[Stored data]
PR #460, opened 2022-04-18
tests: faster testing with less duplication

henryiii:
This replaces the SDist and wheel tests with tests of the file contents of the SDist and wheel. Every file is checked - over-including or forgetting a file will be detected. This also simplifies the path test and runs it on only one matrix element (all OS's) in order to reduce our testing load - currently we fill and block the entire PyPI's quota when running. If something is added that breaks build's ability to run from the path, it should break that matrix element.

With the newly reduced testing load, I've then enabled testing PyPy 3.8 and 3.9 as well. We are still broken on all Windows PyPy builds, but this should at least give us better coverage on linux and macOS, and hopefully I'll debug the Windows failure soon (it seems to be a clash between the latest release of PyPy and pytest-rerunfailures).


gaborbernat (commented):
You'll need to get the CI to pass but otherwise looks alright.

tox.ini
```diff
@@ -48,18 +42,42 @@ commands =
...
+    pytest>=6.2.4
+    pytest-cov>=2.12
+    pytest-mock>=2
+    pytest-rerunfailures>=9.1
+    pytest-xdist>=1.34
+    toml>=0.10.0
+    wheel>=0.36.0
+    setuptools>=42.0.0;python_version < "3.10"
+    setuptools>=56.0.0;python_version >= "3.10"
+commands =
```
layday, line 66: Can we install build and then uninstall it before running the tests instead of re-listing all of its dependencies here?

henryiii:
> You'll need to get the CI to pass but otherwise looks alright.

This is broken on main too - pypy + pytest-rerunfailures + Windows blows up. I'll need to play with this and probably report it to PyPy. Maybe we can turn off rerun failure on Windows PyPy...

I didn't realize you could link issues directly in the UI without mentioning them, interesting.

tox.ini
layday: Looking at the output from CI:

```
path run-test: commands[0] | pip uninstall -y build
Found existing installation: build 0.7.0
Not uninstalling build at d:\a\build\build\src, outside environment D:\a\build\build\.tox\path
Can't uninstall 'build'. No files were found to uninstall.
```

I wonder what the exit code from pip is and if it isn't 0 why it isn't being reinterpreted as an error.

layday:
```
~/c/p/build (main|✔) $ PYTHONPATH=src python -m pip uninstall -y build
Found existing installation: build 0.7.0
Not uninstalling build at /[...]/build/src, outside environment /[...]/build/venv
Can't uninstall 'build'. No files were found to uninstall.
~/c/p/build (main|✔) $ echo $status
0
```

Ugh.

gaborbernat:
> This is broken on main too - pypy + pytest-rerunfailures + Windows blows up.

Shall we mark it then xfail and report it upstream, when they fix it we can re-enable it 🤔

henryiii:
@mattip, any idea why this is INTERNALERROR'ing pytest on all versions of PyPy on Windows? It didn't used to before the last release as far as I can tell. I've been trying to set up to test this off and on for the last three weeks, but it's hard to recreate locally - at least a simple pytest + pypy + windows + pytest-rerunfailures loaded without the INTERNALERROR. (PyCon and a bunch of other things keep getting in the way, and I specifically have to be at home to access my Windows box).

mattip:
It seems on PyPy `report.longrepr` is a string, and not whatever it should be. Do we know anyone who understands pytest debugging?

mattip:
> This is broken on main too - pypy + pytest-rerunfailures + Windows blows up

My guess is that any failing test (maybe PyPy only?) triggers some bad path through the report parsing. I submitted #467 to fix the test failures, which were actually tests marked xfail that are passing.

tox.ini
layday: I think that only works for building packages (assuming you mean the pip flag) but we could call python with `-E`.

▶ [Exercise prompt]
For each line above that includes "environment", make a copy.

▶ [Written reply]
Not uninstalling build at d:\a\build\build\src, outside environment D:\a\build\build\.tox\path
Not uninstalling build at /[...]/build/src, outside environment /[...]/build/venv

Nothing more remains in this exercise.